FIG. 11 is a flowchart illustrating an example of an imaging state notification operation when a camera shake is detected using the vibration detection device.

FIG. 12 is a block diagram illustrating a configuration example of a color processing circuit of a signal processing unit.

FIG. 13 is a distribution diagram illustrating an example of an integrated output distribution of a high frequency for AF used for camera shake detection.

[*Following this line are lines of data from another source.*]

PR #778, opened 2026-08-13
feat(api): type the memory-get 200 body, so the frozen contract actually pins it

Eldad-Caura:
## What

`GET /api/v1/memories/{memory_id}` entered the frozen broker contract in #753 with `"schema": {}`, so oasdiff pinned its path, method, params and 422 but **not** its response shape. It was allowlisted in `tests/test_broker_contract._UNTYPED_200` with the reason: the handler returned a hand-built 29-field `JSONResponse`, and FastAPI **skips response validation entirely** for a handler that returns a `Response` object — so attaching a `response_model` alone would have documented a guarantee the code does not make, which is worse than untyped.

The handler now returns a plain dict against a new `MemoryDetailResponse`, so the shape is enforced rather than asserted, and the allowlist entry is gone. That assertion fails on a *stale* entry by design, which is what removed it.

## The timestamps are `str`, and that is the point

Typing them `datetime` would not merely annotate — it re-serialises. **Measured**: pydantic v2 renders `2026-08-13T18:52:48.040997+00:00` as `...040997Z`. That is a wire change for every consumer, not something to take on as a side effect of adding a schema.

Worth knowing, because it is now pinned rather than accidental — the fleet already emits **both** forms for the same row:

| endpoint | `created_at` |
|---|---|
| `POST /api/v1/memories` (via `MemoryOut`, typed `datetime`) | `...040997Z` |
| `GET /api/v1/memories/{id}` (this route, pass-through) | `...040997+00:00` |

Aligning them is a deliberate API decision with its own migration story. `str` here documents exactly what ships today.

## Verified byte-equivalent, not assumed

Captured the response before and after the change: key order identical (all 29, same sequence), key set identical, per-key types identical, `created_at` still `+00:00`. The only value differences were genuinely per-run — write timings inside `metadata`, and the content-derived fake embedding.

## Three guards, each shown to fail without its fix

`tests/test_memory_get_serialization_contract.py` pins the two properties that are easy to break here and that yield perfectly valid JSON either way: field order (asserted at import time **and** against a live response) and the `+00:00` timestamp form.

The key-order list is **written out longhand rather than derived from the model**. My first draft compared the response to `MemoryDetailResponse.model_fields` and *could not fail* — FastAPI builds the response order from the model, so reordering fields moved both sides together and the test passed. Caught by reordering two fields and watching it pass. Both assertions now fail on that mutation; the timestamp assertion fails when a field is typed `datetime`.

## Cost, stated plainly

The endpoint now pays pydantic validation of 29 fields per request where it previously serialised straight to JSON. That is the price of the guarantee — a single-row read, so small in absolute terms, but not zero.

## Measurement

| | passed | skipped | xfailed |
|---|---|---|---|
| baseline (`origin/main`) | 4379 | 3 | 1 |
| this branch | **4382** | 3 | 1 |

Exactly **+3**, the new guards. `core-storage-api/tests/` 118 passed. mypy clean on both `src/` trees. ruff `check`/`format` clean at CI's scopes. `gen_broker_openapi.py --check` up to date; `plugin/tools.json` unchanged.

`core-api/openapi.broker.json` regenerated: **+286/-1**, the single removal being the empty `schema: {}` stub. Nullability mirrors the `memories` table plus the two computed fields that are `None` for an un-embedded row, so a NULL column cannot turn a 200 into a 500 via `ResponseValidationError`.

## Notes

- `GET /health` and `GET /version` remain in `_UNTYPED_200`; both were untyped before #753 and are trivial, stable handshake payloads.
- Several other routes in this file still return `JSONResponse` (bulk, STM, ingest). They are outside the broker contract, so they are not in scope here, but they have the same untyped-response property if they are ever added to it.
- `/simplify` was **not** run on this change. It qualifies under the repo threshold (new model, restructured return path, comments asserting behavioural properties), so flagging the omission rather than implying otherwise. Build, lint, mypy, both test trees, the contract check, and a read of the full diff were all done.

### DIFF
--- a/core-api/openapi.broker.json
+++ b/core-api/openapi.broker.json
@@ -440,6 +440,289 @@
         "title": "HTTPValidationError",
         "type": "object"
       },
+      "MemoryDetailResponse": {
+        "description": "Full detail for one memory: row fields, entity links, embedding stats.",
+        "properties": {
+          "agent_display_name": {
+            "anyOf": [
+              {
+                "type": "string"
+              },
+              {
+                "type": "null"
+              }
+            ],
+            "title": "Agent Display Name"
+          },
+          "agent_id": {
+            "title": "Agent Id",
+            "type": "string"
+          },
+          "content": {
+            "title": "Content",
+            "type": "string"
+          },
+          "content_hash": {
+            "anyOf": [
+              {
+                "type": "string"
+              },
+              {
+                "type": "null"
+              }
+            ],
+            "title": "Content Hash"
+          },
+          "created_at": {
+            "anyOf": [
+              {
+                "type": "string"
+              },
+              {
+                "type": "null"
+              }
+            ],
+            "title": "Created At"
+          },
+          "deleted_at": {
+            "anyOf": [
+              {
+                "type": "string"
+              },
+              {
+                "type": "null"
+              }
+            ],
+            "title": "Deleted At"
+          },
+          "embedding_preview": {
+            "anyOf": [
+              {
+                "items": {
+                  "type": "number"
+                },
+                "type": "array"
+              },
+              {
+                "type": "null"
+              }
+            ],
+            "title": "Embedding Preview"
+          },
+          "embedding_stats": {
+            "anyOf": [
+              {
+                "additionalProperties": true,
+                "type": "object"
+              },
+              {
+                "type": "null"
+              }
+            ],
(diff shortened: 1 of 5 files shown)


Eldad-Caura:
@erni-a please approvce

erni-a (approved):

FIG. 14 is a flowchart illustrating an example of an imaging state notification operation at the time of camera shake detection using AF high frequency.

[Explanation of symbols]

 Reference Signs List 40 display unit (display device) 51 memory card (recording medium) 100 digital camera (camera device) 211 imaging condition acquisition unit 212 imaging environment condition detection unit 213 imaging condition output unit (output unit) 221 imaging state detection unit 222 imaging state analysis Means 223 Imaging state notification means (notification means)

Claims (8)

[Claims] 1. A camera device for recording a captured subject image on a recording medium, comprising: an imaging condition acquisition unit configured to acquire an imaging condition set during operation of the camera device; A notifying unit for notifying the obtained imaging condition at the time of imaging, and a camera device comprising: 2. An imaging environment condition detecting unit for detecting an imaging environment condition, wherein the notifying unit notifies the imaging condition and the imaging environment condition at the time of imaging obtained by the imaging environment condition detecting unit. The camera device according to claim 1, wherein: 3. The camera device according to claim 1, wherein the notifying unit notifies an imaging condition during an operation of recording the subject image on the recording medium. 4. A camera device for capturing a subject image and recording the captured image on a recording medium, comprising: an imaging state determination unit configured to determine an imaging state at the time of imaging; A camera device comprising: a notifying unit that notifies an imaging state. 5. The camera device according to claim 4, wherein the imaging state determination unit determines the imaging state based on an output from a detection device that physically detects the imaging state. 6. The electronic camera device according to claim 4, wherein said imaging state determination means determines an imaging state from data obtained based on image data obtained in a process of capturing a subject image by the camera device. 7. The camera device according to claim 1, wherein the notifying unit notifies an imaging condition or an imaging state at the time of the imaging by a voice output message. 8. The camera device according to claim 1, wherein the notifying unit notifies the imaging condition or the imaging state at the time of the imaging by a display output message.